In actual experience, the whole of the business world function in reliance of such
kind of records (LBP v. Monet’s Export and Manufacturing Corp., G.R. No. 184971, 19
April 2010).
Requisites:
(a) Entries were made by: (i) a public officer in the performance of his duties; or (ii)
by a person in the performance of a duty specially enjoined by law;
(b) The entrant had personal knowledge of the facts stated by him or such facts were
acquired by him from reports made by persons under a legal duty to submit the
same; and
(c) Such entries were duly entered in a regular manner in the official records
(Alvarez v. PICOP Resources, G.R. No. 162243, 3 December 2009).
Entrant need not be presented -- The presentation of the records themselves would,
therefore, have been admissible as an exception to the hearsay rule even if the public
officer/s who prepared them was/were not presented in court, provided the above
requisites could be adequately proven (Alvarez v. PICOP Resources, supra; Africa v.
Caltex, 123 Phil. 272).
Police records of vehicular accidents -- The presentation of the police report itself is
admissible as an exception to the hearsay rule even if the police investigator who
prepared it was not presented in court, as long as the requisites under Rule 130, Sec.
44 could be adequately proved (Malayan Insurance Co., Inc. v. Alberto, G.R. No.
194320, 1 February 2012).
Requisites:
(a) The court takes judicial judicial notice of published treatise, periodical or
pamphlet on a subject of history, law, science or art; or
(b) A witness expert in the subject testifies, that the writer of the statement in the
treatise, periodical or pamphlet is recognized in his profession or calling as an
expert in the subject (Rule 130, Sec. 46).
7. Opinion rule
The opinion of a witness for which proper basis is given, may be received in
evidence regarding; (a) the identity of a person about whom he has adequate
knowledge; (b) a handwriting with which he has sufficient familiarity; (c) the mental
sanity of a person with whom he is sufficiently acquainted; and (d) his impressions
of the emotion, behavior, condition or appearance of a person (Rule 130, Sec. 48).
Expert witness not necessary if the res ipsa loquitur doctrine is applicable- Where
the application of the principle of res ipsa loquitur is warranted, an expert testimony
may be dispensed with in medical negligence cases. Resort to the doctrine of res ipsa
loquitur as an exception to the requirement of an expert testimony in medical
negligence cases may be availed of if the following essential requisites are satisfied:
(1) the accident was of a kind that does not ordinarily occur unless someone is
negligent; (2) the instrumentality or agency that caused the injury was under the
48
exclusive control of the person charged; and (3) the injury suffered must not have
been due to any voluntary action or contribution of the person injured (Rosit v. Davao
Doctors Hospital, et al., G.R. No. 210445, 7 December 2015).
Hot Tub Hearing. “A method used for giving concurrent expert evidence in civil
cases. In a “hot tub” hearing, the judge can hear the experts discussing the same
issue at the same time to explain each of their points in a discussion with a
professional colleague. The objective is to achieve greater efficiency and expedition,
by reduced emphasis on cross examination and increased emhphasis on
professional dialogue, and swift identification of the critical areas of disagreement
between the experts.” (International Service for the Acquisition of Agri-BioTech
Applications, Inc., v.

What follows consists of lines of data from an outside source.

PR #3068, opened 2018-08-11
[PINOT-6701] Controller API to check storage quota before segment upload

sunithabeeram:
Expose a controller API to check storage quota before segments are uploaded. The API expects, as a query parameter, the uncompressed size of all segments that are to be uploaded. The API accounts for the appropriate push-type (refresh vs append) and whether the segments to be uploaded have indices or not and returns whether the upload can go through or not.

Eventually, we will drop the quota checks that are done per segment and expect all push jobs to call this API before starting the upload. That will save a lot of unnecessary calls to the servers for get table sizes as well as prevent partial uploads if the size is exceeded mid way through the segments push.

Testing Done: added integration test that covers the append use-case upload. Plan to add more after initial review.

### DIFF
--- a/pinot-controller/src/main/java/com/linkedin/pinot/controller/api/resources/TableUploadQuotaCheck.java
+++ b/pinot-controller/src/main/java/com/linkedin/pinot/controller/api/resources/TableUploadQuotaCheck.java
@@ -1,0 +1,156 @@
+/**
+ * Copyright (C) 2014-2018 LinkedIn Corp. (pinot-core@linkedin.com)
+ *
+ * Licensed under the Apache License, Version 2.0 (the "License");
+ * you may not use this file except in compliance with the License.
+ * You may obtain a copy of the License at
+ *
+ *         http://www.apache.org/licenses/LICENSE-2.0
+ *
+ * Unless required by applicable law or agreed to in writing, software
+ * distributed under the License is distributed on an "AS IS" BASIS,
+ * WITHOUT WARRANTIES OR CONDITIONS OF ANY KIND, either express or implied.
+ * See the License for the specific language governing permissions and
+ * limitations under the License.
+ */
+package com.linkedin.pinot.controller.api.resources;
+
+import com.linkedin.pinot.common.config.TableConfig;
+import com.linkedin.pinot.common.config.TableNameBuilder;
+import com.linkedin.pinot.common.metadata.ZKMetadataProvider;
+import com.linkedin.pinot.common.utils.DataSize;
+import com.linkedin.pinot.controller.ControllerConf;
+import com.linkedin.pinot.controller.helix.core.PinotHelixResourceManager;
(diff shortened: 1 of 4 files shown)


pinot-controller/src/main/java/com/linkedin/pinot/controller/api/resources/TableUploadQuotaCheck.java
```diff
@@ -0,0 +1,156 @@
...
+      throw new ControllerApplicationException(LOGGER,
+          "size in bytes: " + size + " invalid", Response.Status.BAD_REQUEST);
+    }
+
+    String offlineTableName = TableNameBuilder.OFFLINE.tableNameWithType(tableName);
+    TableConfig offlineTableConfig =
+        ZKMetadataProvider.getOfflineTableConfig(_pinotHelixResourceManager.getPropertyStore(), offlineTableName);
+    if (offlineTableConfig == null) {
+      throw new ControllerApplicationException(LOGGER,
+          "Table: " + tableName + "not found", Response.Status.NOT_FOUND);
```
jackjlli: Add a space before "not found".

pinot-controller/src/main/java/com/linkedin/pinot/controller/api/resources/TableUploadQuotaCheck.java
```diff
@@ -0,0 +1,156 @@
...
+    }
+
+    if (!offlineTableConfig.getIndexingConfig().isCreateInvertedIndexDuringSegmentGeneration()) {
+      if (!offlineTableConfig.getIndexingConfig().getInvertedIndexColumns().isEmpty()) {
+        size = size + (long)(size * INDEX_RATIO);
+        LOGGER.info("Size (in bytes) estimate with indices included is ", size);
```
jackjlli: Please log the tableName here as well.

pinot-controller/src/main/java/com/linkedin/pinot/controller/api/resources/TableUploadQuotaCheck.java
```diff
@@ -0,0 +1,156 @@
...
+    }
+
+    if (tableSizeDetails.reportedSizeInBytes == -1) {
+      // TODO: handle partial errors too once #3067 is merged
+      throw new ControllerApplicationException(LOGGER, String.format("Failed to read table size for %s", tableName),
+          Response.Status.INTERNAL_SERVER_ERROR);
+    }
+
+    if (tableSizeDetails.estimatedSizeInBytes + uploadSizeForAllReplicas > configured) {
+      String message = "Upload of " + DataSize.fromBytes(size) + " will exceed quota. Estimated append size "
```
jackjlli: I think it's best to use String.format() to form the String.

npawar:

Greenpeace Southeast Asia- Philippines, et al., G.R. No. 209271, 8
December 2015)
8. Character evidence
General rule: Character evidence is not admissible (Rule 130, Sec. 51).
Exceptions:
(a) Criminal cases
Accused – may prove his good moral character pertinent to the moral trait in
the offense charged.
Prosecution – may present character evidence pertaining to accused’s bad
moral character pertinent to the moral trait involved in the offense charged
only in rebuttal.
Offended party – the good or bad moral character of the offended party may
be proved if it tends to establish in any reasonable degree the probability or
improbability of the offense charged.
Rape shield rule -- In prosecutions for rape, evidence of complainant's past sexual
conduct, opinion thereof or of his/her reputation shall not be admitted unless, and
only to the extent that the court finds, that such evidence is material and relevant to
the case (R.A. No. 8505, Sec. 6).
“The Constitution guarantees the right of the people to be secure in their persons,
houses, papers and effects against unreasonable searches and seizures. Any evidence
obtained in violation of said right shall be inadmissible for any purpose in any
proceeding. Indeed, while the power to search and seize may at times be necessary to
the public welfare, still it must be exercised and the law implemented without
contravening the constitutional rights of the citizens, for the enforcement of no statute is
49
3. Anti-Wiretapping Act
Classification of presumptions
Presumption of Law Presumption of Fact
The tenant is not permitted to deny the title of his landlord at the time of the
commencement of the relation of landlord and tenant between them. (Rule 131, Sec. 2
[b]).
Court is compelled to take judicial notice; takes place at the court's own initiative.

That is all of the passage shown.